Danach müssen Anbieter von Basismodellen sicherstellen, dass diese den festgelegten Anforderungen entsprechen, wie beispielsweise Risikomanagement, angemessene Datenverarbeitung, Leistungsstandards, Energieeffizienz, Erstellung technischer Dokumentation und Einrichtung eines Qualitätsmanagementsystems. Zudem müssen die Modelle in einer EU-Datenbank registriert werden.
Für Anbieter von generativer KI kommen zusätzliche Pflichten hinzu. Sie müssen Transparenzpflichten erfüllen, das Modell so gestalten, dass ein angemessener Schutz gegen die Erzeugung von Inhalten, die gegen das EU-Recht verstoßen, gewährleistet ist und sie müssen eine Zusammenfassung der Verwendung von urheberrechtlich geschützten Trainingsdaten erstellen und veröffentlichen.
Was können Unternehmen heute schon tun?
Unternehmen können schon jetzt mehrere proaktive Schritte unternehmen, um sich auf die bevorstehende KI-Verordnung vorzubereiten und rechtliche Probleme zu vermeiden:
Für Anbieter oder Hersteller von KI-Systemen gilt:
- Verstehen der Funktionsweise von KI-Systemen: Unternehmen sollten die Funktionsweise ihrer KI-Systeme, insbesondere die zugrundeliegenden Algorithmen und Datenstrukturen, gründlich verstehen.
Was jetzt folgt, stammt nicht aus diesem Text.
PR #2927, opened 2023-11-02
implement cms api

mo271:


lib/jxl/render_pipeline/stage_from_linear.cc
```diff
@@ -4,6 +4,8 @@
 // license that can be found in the LICENSE file.
 
 #include "lib/jxl/render_pipeline/stage_from_linear.h"
+#include <cstdio>
+#include "lib/jxl/color_encoding_internal.h"
```
mo271, line 8:
```suggestion
```

lib/jxl/dec_cache.cc
```diff
@@ -195,23 +196,57 @@ Status PassesDecoderState::PreparePipeline(ImageBundle* decoded,
...
+          output_encoding_info.orig_color_encoding.IsGray());
+    } else {
+      linear_color_encoding = output_encoding_info.linear_color_encoding;
+    }
+
     auto tone_mapping_stage = GetToneMappingStage(output_encoding_info);
     if (tone_mapping_stage) {
       if (!linear) {
         auto to_linear_stage = GetToLinearStage(output_encoding_info);
         if (!to_linear_stage) {
```
sboukortt, line 211: I think maybe I would swap this condition around (`if (!cond) { a } else { b }` -> `if (cond) { b } else { a }`).

lib/jxl/dec_xyb.cc
```diff
@@ -250,6 +251,8 @@ Status OutputEncodingInfo::MaybeSetColorEncoding(
 
 Status OutputEncodingInfo::SetColorEncoding(const ColorEncoding& c_desired) {
   color_encoding = c_desired;
+  linear_color_encoding = color_encoding;
+  linear_color_encoding.Tf().SetTransferFunction(TransferFunction::kLinear);
```
sboukortt, line 255: Is this missing the call to `CreateICC()`?

lib/jxl/decode.cc
```diff
@@ -2653,28 +2662,63 @@ JxlDecoderStatus JxlDecoderGetFrameName(const JxlDecoder* dec, char* name,
 
 JxlDecoderStatus JxlDecoderSetPreferredColorProfile(
     JxlDecoder* dec, const JxlColorEncoding* color_encoding) {
+  return JxlDecoderSetOutputColorProfile(dec, color_encoding, nullptr, 0);
```
sboukortt, line 2665: Parameter comments for the last two arguments would be helpful.

lib/jxl/decode_test.cc
```diff
@@ -1864,12 +1895,41 @@ TEST(DecodeTest, SetPreferredColorProfileTestFromGray) {
...
+}
+
+class DecodeAllEncodingsVariantsTest
+    : public ::testing::TestWithParam<
+          std::tuple<jxl::test::ColorEncodingDescriptor, bool, bool>> {};
+JXL_GTEST_INSTANTIATE_TEST_SUITE_P(
+    DecodeAllEncodingsVariantsTestInstantiation, DecodeAllEncodingsVariantsTest,
+    ::testing::Combine(::testing::ValuesIn(jxl::test::AllEncodings()),
+                       ::testing::Values(false, true),
+                       ::testing::Values(false, true)),
```
sboukortt, line 1926:
```suggestion
                       ::testing::Bool(),
                       ::testing::Bool()),
```

lib/jxl/dec_xyb.cc
mo271: This call moved to here:

https://github.com/libjxl/libjxl/blob/6cc2150ecb9f3b219fc18bec592b6dacf34bc071/lib/jxl/dec_cache.cc#L242

because it was causing failures in the case where we don't set a CMS

lib/jxl/dec_cache.cc
mo271: done

lib/jxl/decode.cc
mo271: done

lib/include/jxl/decode.h
```diff
@@ -877,7 +877,8 @@ JXL_EXPORT JxlDecoderStatus JxlDecoderSetOutputColorProfile(
  * @param cms structure representing a CMS implementation. See @ref
  * JxlCmsInterface for more details.
  */
-JXL_EXPORT void JxlDecoderSetCms(JxlDecoder* dec, JxlCmsInterface cms);
```
veluca93, line 880: What's the reason for this change?

What are the lifetime requirements for the cms parameter?

lib/jxl/dec_cache.cc
```diff
@@ -195,23 +196,57 @@ Status PassesDecoderState::PreparePipeline(ImageBundle* decoded,
       }
     }
 
+    ColorEncoding linear_color_encoding;
+    if (frame_header.color_transform == ColorTransform::kXYB) {
+      linear_color_encoding = output_encoding_info.linear_color_encoding;
+    } else {
+      linear_color_encoding = ColorEncoding::LinearSRGB(
```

Dies kann dazu beitragen, Probleme mit voreingenommenen oder ungenauen Algorithmen zu vermeiden und potenzielle rechtliche Risiken zu minimieren.
- Prüfung der rechtlichen Aspekte: Vor der Implementierung eines KI-Systems müssen rechtliche Aspekte wie gewerbliche Schutzrechte, Vertraulichkeit und Datenschutz berücksichtigt werden. Unternehmen müssen sicherstellen, dass die Nutzung von Daten, insbesondere personenbezogene Daten, den Anforderungen der Datenschutz-Grundverordnung (DSGVO) und anderen relevanten nationalen Gesetzen entspricht.
- Sicherstellung menschlicher Aufsicht: Hochrisiko-KI-Systeme müssen geeignete Mechanismen für eine menschliche Aufsicht während ihres gesamten Lebenszyklus aufweisen. Dies umfasst die Möglichkeit, das KI-System zu missachten, außer Kraft zu setzen oder zu unterbrechen.
- Verantwortlichkeit und technische Sicherheitsvorkehrungen: Unternehmen sollten starke technische Sicherheitsvorkehrungen und Überwachungsmechanismen implementieren, um Fehler, Risiken oder Schäden durch das KI-System zu erkennen, zu verhindern und zu korrigieren.
Für Betreiber oder Nutzer von KI-Systemen gilt:
- Prüfung der Nutzungsbedingungen von KI-Systemen: Unternehmen sollten die Nutzungsbedingungen der von ihnen genutzten KI-Systeme sorgfältig prüfen, um mögliche rechtliche Risiken zu identifizieren und zu minimieren. Dies sollte Aspekte wie Leistungsversprechen, Haftungsregelungen und Datenschutzbestimmungen umfassen.
Insgesamt sollten Unternehmen jetzt bereits mit der Gestaltung ihrer internen Strategien und Maßnahmen beginnen, um die zukünftige Entwicklung oder Nutzung von KI in einer Weise zu sichern, die die Einhaltung des kommenden und bestehenden EU-Rechtsrahmens gewährleistet.
Nächste Schritte
Nachdem die Abgeordneten im Europäischen Parlament ihre Verhandlungsposition zur KI-Verordnung angenommen haben, beginnen die abschließenden Gespräche im Trilogverfahren über die endgültige Ausgestaltung des Gesetzes. Ziel ist es, bis Ende des Jahres eine Einigung zu erzielen.